Kini kondisi Nur dan suaminya sangat sehat. Ia masih rutin mengonsumsi ARV setiap 12 jam sekali, yaitu tiap jam 9 pagi dan 9 malam, yang diperolehnya secara gratis di rumah sakit.

Nur mengatakan, untuk mengikuti program PMTCT biayanya memang cukup mahal karena peralatan persalinan seperti tempat tidur hingga pisau bedah harus dipersiapkan khusus dan tidak boleh dipergunakan oleh orang lain, guna mencegah penularan infeksi dari darah pasien.

Beruntung, biaya persalinan Nur sebagian ditanggung oleh Jaminan Kesehatan Masyarakat (Jamkesmas). Meski tak 100 persen, tapi menurut Nur itu sudah sangat membantu.

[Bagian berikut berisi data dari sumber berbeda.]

PR #10307, opened 2026-05-22
Per-microkernel symbol-name and wall-time profiling

luhenry:
XNNPACK exposes per-operator wall time but not the C symbol of the microkernel that dispatched nor the wall time spent inside it. This adds both to the public profiling API.

**Public API (`include/xnnpack.h`):**
```
enum xnn_profile_info {
  [...]
  xnn_profile_info_microkernel_name    -- NUL-separated C symbol names,
                                          parallel to operator_name.
  xnn_profile_info_microkernel_timing  -- uint64_t[] of microkernel wall
                                          time per operator (microseconds).
}
```

**Opt-in build flag:**
| Flag | Description |
| ---- | ---- |
| `-DXNN_ENABLE_UKERNEL_TIMING=1` (default off) | Bracket each ukernel call in `xnn_compute_*` with `xnn_read_timer` and fold the elapsed time into a per-context accumulator. Changes the layout of gemm/igemm/dwconv/transpose/reduce/elementwise_binary/univector_{contiguous,strided} contexts; must be set consistently across all XNNPACK TUs. |

Symbol-name registry
--------------------
Each `XNN_INIT_*_UKERNEL` macro in `src/configs/*-config.c` calls `XNN_REGISTER_UKERNEL_NAME(ukernel)`, which stores `(fn_ptr, "#ukernel")` in an open-addressed hash table (`src/microkernel-name-registry.{h,c}`).

Operator-side resolution
------------------------
`xnn_get_runtime_profiling_info` walks each operator's ukernel slot based on `op->ukernel.type` (and `op->type` for the "default" type used by vbinary/vunary), looks up the function pointer in the registry, and returns the matching symbol.

Per-microkernel timing
----------------------
`src/xnnpack/ukernel-timing.h` defines four macros driving the instrumentation; the storage they touch is an implicit `__ukernel_timing_local` accumulator plus per-context elapsed_us slots.

The looped form:
```
  XNN_UKERNEL_TIMING_LOCAL;
  for (...) {
    XNN_UKERNEL_TIMING_RUN(fn, args, ...);
  }
  XNN_UKERNEL_TIMING_COMMIT(target);
```

Or the single-call form:
```
  XNN_UKERNEL_TIMING_RUN_AND_COMMIT(target, fn, args);
```

The local accumulator sums inside the loop; one `__atomic_fetch_add` per tile-task publishes it to the per-context slot. Workers race the slot under RELAXED ordering; the reader runs after the pthreadpool join, which is the acquire barrier.

Each compute context (gemm, igemm, dwconv, transpose, reduce, elementwise_binary, univector_{contiguous,strided}) gains a single ukernel_elapsed_us slot under `#if XNN_ENABLE_UKERNEL_TIMING`. The gemm and igemm union variants (dq/dq_qc2w/qp8) alias the same union slot and only one is live per op, so one accumulator covers all of them.

`xnn_read_timer` / `xnn_get_elapsed_time` move out of `src/runtime.c` into `src/xnnpack/timer.h` so `operator-run.c` can share the platform shims. The header deliberately does not pull in `log.h`, which would require `XNN_LOG_LEVEL` set on every TU that transitively includes `compute.h`.

`XNN_ENABLE_UKERNEL_TIMING` adds a u64 per context plus a `read_timer` pair per ukernel call; the static-lib delta is in the low-percent range.

### DIFF
--- a/CMakeLists.txt
+++ b/CMakeLists.txt
@@ -604,6 +604,7 @@ SET(XNNPACK_SRCS
   src/configs/xx-pad-config.c
   src/configs/x8-lut-config.c
   src/init.c
+  src/microkernel-name-registry.c
   src/params.c
   "${PROJECT_BINARY_DIR}/build_identifier.c")
 
--- a/include/xnnpack.h
+++ b/include/xnnpack.h
@@ -2414,6 +2414,13 @@ enum xnn_profile_info {
   xnn_profile_info_operator_name,
   /// Returns a uint64_t[] with the runtimes of all operators in the same order as xnn_profile_info_operator_name.
   xnn_profile_info_operator_timing,
+  /// Returns a char[] of null-separated C symbol names for the microkernel dispatched by each operator, in
+  /// the same order as xnn_profile_info_operator_name. Operators that don't go through the XNN_INIT_*_UKERNEL
+  /// macros contribute an empty string.
+  xnn_profile_info_microkernel_name,
+  /// Returns a uint64_t[] of accumulated microkernel wall time in microseconds, in the same order as
+  /// xnn_profile_info_microkernel_name. Zeroes when XNNPACK was built without -DXNN_ENABLE_UKERNEL_TIMING=1.
+  xnn_profile_info_microkernel_timing,
 };
 
 /// Return profile information for all operators.
--- a/src/configs/argmaxpool-config.c
+++ b/src/configs/argmaxpool-config.c
@@ -14,15 +14,17 @@
 #include "src/xnnpack/init-once.h"
 #include "src/xnnpack/log.h"
 #include "src/xnnpack/microfnptr.h"
+#include "src/xnnpack/microkernel-name-registry.h"
 
 static struct xnn_argmaxpool_config f32_argmaxpool_config = {0};
 
 XNN_INIT_ONCE_GUARD(f32_argmaxpool);
 
 // Macros to log the microkernel names if and when they are registered.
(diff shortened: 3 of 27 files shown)


luhenry:
You can find a sample of using the information at [1]. It's generally motivated to have a better understanding of which XNNPACK kernels are used for the given operators, and understand how much wall-time is spent in each of these kernels. Right now, this information is gathered by enabling logging at XNN_LOG_LEVEL=4, parsing the log output, and having some heuristic on matching microkernel name -> operator based on regexes and XNNPACK-internal knowledge [2].

Having this data readily available in XNNPACK Profiler makes it actually reliable, and makes information available that's hard to impossible to gather otherwise. This data is then key to understanding _what_ kernels need optimizations for a specific workloads.

If needed, this work can also be split into 2:
- capture the microkernel naming only; that's much lighter weight and gives us the exact operator -> microkernel mapping we are missing today and otherwise need to rely on heuristics for.
- capture the microkernel timing; that's much more impactful on performance and we can have an approximation already with the operators timing information. We are missing some of the head vs tail wall-time, as well as capturing the pthreadpool overhead with the operator timing.

[1]:
https://github.com/riseproject-dev/executorch/compare/riscv-testing-rvv...riseproject-dev:executorch:xnnpack-ukernel-profiler
[2]:
https://github.com/pytorch/executorch/pull/19707/changes/7eba60a0d4d28ba95b7c6d818f39d20e17a3bb04#diff-039550a86dd34eeb7e5adaa6a40dd57786c3ffc23bc6f3cae127143871a8add6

"Keluarga awalnya ragu waktu saya bilang ingin punya anak, karena saya dan suami dua-duanya ODHA takutnya nanti anaknya tertular. Tapi setelah dijelaskan akhirnya mengerti juga. Setelah lahir pun disuruhnya 1 saja. Tapi kan kita juga punya hak untuk punya anak, punya hak menentukan berapa jumlahnya," tutup Nur, yang kini mengaku ingin fokus membesarkan putrinya.